In light of all this, it would have been difficult for any residual American military force in Iraq to stem the tide of instability and radicalism that engulfed the country, particularly after so many elements of stability in the region had been upended in the so-called Arab Spring, encouraged and fostered by Obama in keeping with the same philosophy that had guided Bush into the region. Obama also followed the Bush philosophy in declaring early in the Syrian bloodshed that Assad must go. As Simes wrote, this “gave a false encouragement to the opposition and contributed to the country’s [eventual] bloody civil war,” as well as the decision of neighboring states, particularly Turkey, to support the insurgency and thus discourage any kind of negotiated outcome.
Thus, while Obama’s policies lacked any serious degree of strategic coherence, some of his biggest mistakes resulted from his embrace of the Bush outlook that originated the current unwieldy chaos in the region.

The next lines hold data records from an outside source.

PR #1822, opened 2021-11-07
zfs support - Phase 1

dalto8:
I thought this was far enough along that it was worthy of sharing to ensure I am going in the right direction.

My goal with phase 1 was to bring it to feature parity with btrfs support.  The idea for phase 2 would add a UI to allow the user to manually configure the pools and datasets.

Here is what is done so far:
* Changes to partition to allow zfs partitions to be selected and created
* A new module for zfs where pools and datasets are configured and defined
* Support for zfs in the initcpiocfg, mount, umount, fstab, grubcfg and bootloader modules
* Supports zfs encryption

What still needs to be done for phase 1:
* <s>Support for encryption</s>
* <s>Add support for multiple zpools</s>
* <s>Export the pools in unmount</s>
* <s>Ensure zpools can't be re-used</s>
* <s>Much more testing, only the changes to partition, mount and and the zfs modules have been tested</s>


dalto8:
There are ~10 lines of duplicate code between `partition/gui/CreatePartitionDialog.cpp` and `partition/core/PartitionLayout.cpp`.  I am not sure what the easiest way to remove that duplication is.

src/modules/bootloader/main.py
```diff
@@ -92,6 +92,32 @@ def get_kernel_line(kernel_type):
...
+    zfs = libcalamares.globalstorage.value("zfs")
+
+    if not zfs:
+        libcalamares.utils.warning("Failed to locate zfs dataset list")
+        return None
+
+    # Find the root dataset
+    for dataset in zfs:
+        try:
+            if dataset['mountpoint'] == '/':
```
adriaandegroot: Inconsistent quotes (use `"`)

src/modules/bootloader/main.py
```diff
@@ -133,12 +159,21 @@ def create_systemd_boot_conf(install_path, efi_dir, uuid, entry, entry_name, ker
...
-    # about the root subvolume.
     for partition in partitions:
+        # systemd-boot with a BTRFS root filesystem needs to be told
+        # about the root subvolume.
         if partition["mountPoint"] == "/" and partition["fs"] == "btrfs":
             kernel_params.append("rootflags=subvol=@")
 
+        # zfs needs to be told the location of the root dataset
+        if partition["mountPoint"] == "/" and partition["fs"] == "zfs":
+            zfs_root = get_zfs_root
```
adriaandegroot: Probably missing `()` to actually **call** the function?

src/modules/bootloader/main.py
```diff
@@ -133,12 +159,21 @@ def create_systemd_boot_conf(install_path, efi_dir, uuid, entry, entry_name, ker
...
+            if zfs_root is not None:
+                kernel_params.append("root=ZFS=" + zfs_root)
```
adriaandegroot: This makes me think a better name for the variable would be `zfs_root_path`

src/modules/bootloader/main.py
```diff
@@ -133,12 +159,21 @@ def create_systemd_boot_conf(install_path, efi_dir, uuid, entry, entry_name, ker
...
+            else:
+                # Something is really broken if we get to this point
+                libcalamares.utils.error("Internal error handling zfs dataset")
```
adriaandegroot: If it's really broken, how about returning some kind of error (so the installation ends semi-cleanly) or raising an exception (less clean).

src/modules/bootloader/main.py
```diff
@@ -314,6 +349,37 @@ def get_grub_efi_parameters():
...
+    partitions = libcalamares.globalstorage.value("partitions")
+    if not partitions:
+        libcalamares.utils.error("Failed to run grub-mkconfig, no partitions defined in global storage")
+        return
+
+    # check for zfs
+    is_zfs = False
+    for partition in partitions:
+        if partition["mountPoint"] == "/" and partition["fs"] == "zfs":
+            is_zfs = True
```
adriaandegroot: There's possibly a more-Pythonic `is_zfs = any([partition["mountPoint"] == "/" and partition["fs"] == "zfs" for partition in partitions])` .. and since this particular check for root-filesystem-is-zfs shows up several times, maybe it should be a free function (e.g. `is_zfs_root(partition)` .. and that alongside a `is_btrfs_root(partition)` for symmetry). Your call, it just strikes me as a duplicated condition that can have a meaningful name attached.

src/modules/initcpiocfg/main.py
```diff
@@ -198,6 +202,9 @@ def find_initcpio_features(partitions, root_mount_point):
     if uses_lvm2:
         hooks.append("lvm2")
 
+    if uses_zfs:
+        hooks.append("zfs")
```
adriaandegroot, line 206: Since there's several of these, maybe a more-Pythonic use of `any()` in initializing the variable (because something similar can be applied to the other two `uses_*`)

src/modules/mount/main.py
```diff
@@ -61,6 +61,97 @@ def get_btrfs_subvolumes(partitions):
     return btrfs_subvolumes
 
 
+def parse_global_storage(gs_value):
+    """ Something in the chain is converting on and off to true and false.  This converts it back.
```
adriaandegroot: It's not really parsing, though, is it? More like "munge". Or `bool_to_zfs_command_boolean()`

src/modules/mount/main.py
```diff
@@ -61,6 +61,97 @@ def get_btrfs_subvolumes(partitions):
...
+        raise Exception("Internal error mounting zfs datasets")
+
+    # Find the zpool matching this partition
+    for zfs_pool in zfs_pool_list:
+        if zfs_pool["mountpoint"] == partition["mountPoint"]:
+            pool_name = zfs_pool["poolName"]
+            ds_name = zfs_pool["dsName"]
+
+    # import the zpool
+    import_result = subprocess.run(['zpool', 'import', '-R', root_mount_point, pool_name])
```
adriaandegroot: These calls to `subprocess.run()` should be converted to use libcalamares api -- e.g. `host_run_command()` or the like. Not because these are wrong **now**, but at some point Calamares will lose the setuid-root bit, and we will add privilege-escalation as needed on the commands that are run (rather than on the whole UI).

src/modules/mount/main.py
```diff
@@ -61,6 +61,97 @@ def get_btrfs_subvolumes(partitions):
...
+    if import_result.returncode != 0:
+        raise Exception("Failed to import zpool")
```
adriaandegroot: These exceptions seem rather .. generic exceptions. Is there a more specific type you can use here? If these exceptions can escape from the module, it's going to create an ugly failure message. If you can catch the specific type and turn the exception into a failure return from the module -- with a human-readable message -- then it becomes much nicer for the user. ("nicer" is relative: the installation still failed then :( )

adriaandegroot (commented):
The Python bits look pretty ok, from a Python-code perspective. I have not examined how they interact with the *partition* module, though.

src/modules/zfs/ZfsJob.cpp
```diff
@@ -0,0 +1,326 @@
...
+        }
+    }
+    return false;
+}
+
+
+ZfsResult
+ZfsJob::CreateZpool( QString deviceName, QString poolName, QString poolOptions, bool encrypt, QString passphrase ) const
+{
+    // zfs doesn't wait for the devices so pause for 2 seconds to ensure we give time for the device files to be created
```
adriaandegroot, line 138: Why not `sleep(2)` in the C code instead? There does not seem to be another command running here, so doing the delay outside the shell is simpler in many ways -- it doesn't need a shell to interpret multiple commands.

src/modules/zfs/ZfsJob.cpp
```diff
@@ -0,0 +1,326 @@
...
+ZfsJob::~ZfsJob() {}
+
+QString
+ZfsJob::prettyName() const
+{
+    return tr( "Create ZFS pools and datasets" );
+}
+
+QString
+ZfsJob::AlphaNumeric( QString input ) const
```
adriaandegroot: Usual Qt / C++ camel-casing would make that `alphaNumeric` .. but does this need to be a member function? You could make the function `static` (private to this translation unit) unless it's important to use from elsewhere, too.

src/modules/zfs/ZfsJob.cpp
```diff
@@ -0,0 +1,326 @@
...
+
+
+ZfsResult
+ZfsJob::CreateZpool( QString deviceName, QString poolName, QString poolOptions, bool encrypt, QString passphrase ) const
+{
+    // zfs doesn't wait for the devices so pause for 2 seconds to ensure we give time for the device files to be created
+    QString command;
+    if ( encrypt )
+    {
+        command = "sleep 2 ; echo \"" + passphrase + "\" | zpool create " + poolOptions
```
adriaandegroot: Sending input to a command can be done through the QProcess API (or, preferably, the Calamares run-a-command API). Then you can avoid the echo, the pipeline, and the need to run this through a shell -- instead, run `zpool create` with a suitable stdin set.

src/modules/zfs/ZfsJob.cpp
```diff
@@ -0,0 +1,326 @@
...
+            + " -O encryption=aes-256-gcm -O keyformat=passphrase " + poolName + " " + deviceName;
+    }
+    else
+    {
+        command = "sleep 2 ; zpool create " + poolOptions + " " + poolName + " " + deviceName;
+    }
+
+    // We use a qProcess instead of runCommand so the password will not end up in the logs
```
adriaandegroot: If the password is ending up in the logs, then `RedactedCommand` needs some more work; but I think that using `Runner` or the simplified API and setting stdin is a better approach. (Discussion welcome -- I really don't like commands that do not end up in the logs, but that **can** cause errors, because they're hard to debug)

src/modules/zfs/ZfsJob.cpp
```diff
@@ -0,0 +1,326 @@
...
+        {
+            poolName += AlphaNumeric( mountpoint );
+        }
+
+        // Check to ensure the list of zfs info from the partition module is available and convert it to a list
+        if ( !gs->contains( "zfsInfo" ) && gs->value( "zfsInfo" ).canConvert( QVariant::List ) )
+        {
+            return Calamares::JobResult::error( tr( "Internal data missing" ), tr( "Failed to create zpool" ) );
+        }
+        QVariantList zfsInfoList = gs->value( "zfsInfo" ).toList();
```
adriaandegroot: This chunk is done for every iteration of the loop, but isn't it supposed to be constant throughout the loop? If so, it can be lifted. That would also let you do the work, once, of collecting just the mount-points from the zfs info, so that the check below becoms a `QStringList.contains()` (or define a struct with mountpoint and bool encrypted, so you copy it from GS into a map / set / list just once).

src/modules/zfs/ZfsJob.cpp
```diff
@@ -0,0 +1,326 @@
...
+                                                    Calamares::JobResult::InvalidConfiguration );
+    }
+
+    const CalamaresUtils::System* system = CalamaresUtils::System::instance();
+
+    QVariantList poolNames;
+
+    for ( auto& partition : qAsConst( partitions ) )
+    {
+        QVariantMap pMap;
```
adriaandegroot, line 198: From here to L176 looks like a function -- ok, I like short functions that tell a story -- that returns `QPair<QString, QString>` of device-name and mount-point. Maybe some more data-structure wrangling is needed there.

src/modules/zfs/ZfsJob.cpp
```diff
@@ -0,0 +1,326 @@
...
+                gs->insert( "zfsDatasets", datasetList );
+            }
+        }
+        else
+        {
+            // This is a zpool with a single dataset We again set canmount=no regardless of the desired setting.
+            // It is modified to the correct value in the mount module to ensure mount order is maintained
+            QString dsName = mountpoint;
+            dsName = AlphaNumeric( mountpoint );
+            auto r = system->runCommand( { "sh",
```
adriaandegroot: Sort of a general question, why all the `sh -c` calls? To me it looks like this could be done with less string-manipulations and more building-a-command-line-as-a-QStringList.

eg. here,
```
QStringList cmd{ "zfs", "create" };
cmd << m_datasetOptions; // Probably needs actual work, since this might be a bunch of space-separated `-o opt=val` strings
cmd << "-o" << "canmount=off" << "-o" << QStringLiteral("mountpoint=%1").arg(mountpoint);
cmd << (poolName + "/" + dsName);
```

Hm, now that I write it like that I'm not **really** keen on how readable it becomes with streaming operators :(

src/modules/zfs/ZfsJob.h
```diff
@@ -0,0 +1,96 @@
...
+#include "CppJob.h"
+
+#include "utils/PluginFactory.h"
+
+#include "DllMacro.h"
+
+struct ZfsResult
+{
+    bool success;
+    QString failureMessage;
```
adriaandegroot: Can you indicate if that is intended to be a user-visible string (which needs translation) or not? It might not even be necessary to make this visible is `CreateZpool()` is made internal as well.

src/modules/mount/main.py
dalto8: In that case, I think I am doing the wrong thing here.  I am raising those exceptions to provide a human readable error to the user.

If the proper way to do that is for the module to return an error string of some sort, I will look into making it do that instead.

src/modules/zfs/ZfsJob.h
```diff
@@ -0,0 +1,96 @@
...
+     * @p poolOptions are the options to pass to zpool create
+     * @p encrypt is a boolean which determines if the pool should be encrypted
+     * @p passphrase is a string continaing the passphrase
+     *
+     */
+    ZfsResult CreateZpool( QString deviceName,
+                           QString poolName,
+                           QString poolOptions,
+                           bool encrypt,
+                           QString passphrase = QString() ) const;
```
adriaandegroot, line 67: Is encrypted-with-an-empty-passphrase a valid configuration? (e.g. is there ever a situation where `encrypt != !passphrase.isEmpty()` )

src/modules/zfs/ZfsJob.cpp
adriaandegroot: .. looking at the config file, much later, there's string-valued configuration options that get substituted in, which might be anything; that makes the shell-because-command-line-parsing necessary (or we need to invest in `QStringList::split(' ')`)

src/modules/zfs/ZfsJob.cpp
dalto8: > Sending input to a command can be done through the QProcess API 

It can if I do the sleep as recommended above.  I didn't think of that, which caused me to not be able to use stdin.  I suppose I could have user `QProcess.write()`, but that seemed more fragile.

Either way, I think I can clean it up now.

src/modules/zfs/ZfsJob.h
dalto8: > Is encrypted-with-an-empty-passphrase a valid configuration? 

No, if encrypt is false, the passphrase is irrelevant.

src/modules/zfs/ZfsJob.cpp
dalto8: > Sort of a general question, why all the `sh -c` calls? 

I tried to only use `sh -c` when it was needed.  i.e. When I was using shell pipelines.

However, in this case and the one above at line 254, it doesn't look needed to me. I will convert it and try to see if I can make it readable.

In any event, in answer to the Journal’s suggestion that we should acknowledge Dick Cheney’s wisdom from the beginning, it can be said:
Cheney was wrong to support the invasion of Iraq in 2003. He was irresponsibly wrong when he assured the nation, without serious evidence, that Iraq’s Saddam Hussein possessed weapons of mass destruction. He was wrong to argue that Saddam was in alignment with Al Qaeda leaders. He was wrong when he assured the American people that U.S. forces would be greeted as liberators rather than invaders. He was wrong to think that Western-style democracy could be planted upon the soil of a culture that contains doctrinal objections to significant elements of Western-style democracy. He was wrong to miss the implications of destroying the balance of power between Iraq and Iran. He was wrong not to see the consequences of the ongoing societal chaos in Iraq that would be unleashed by the invasion.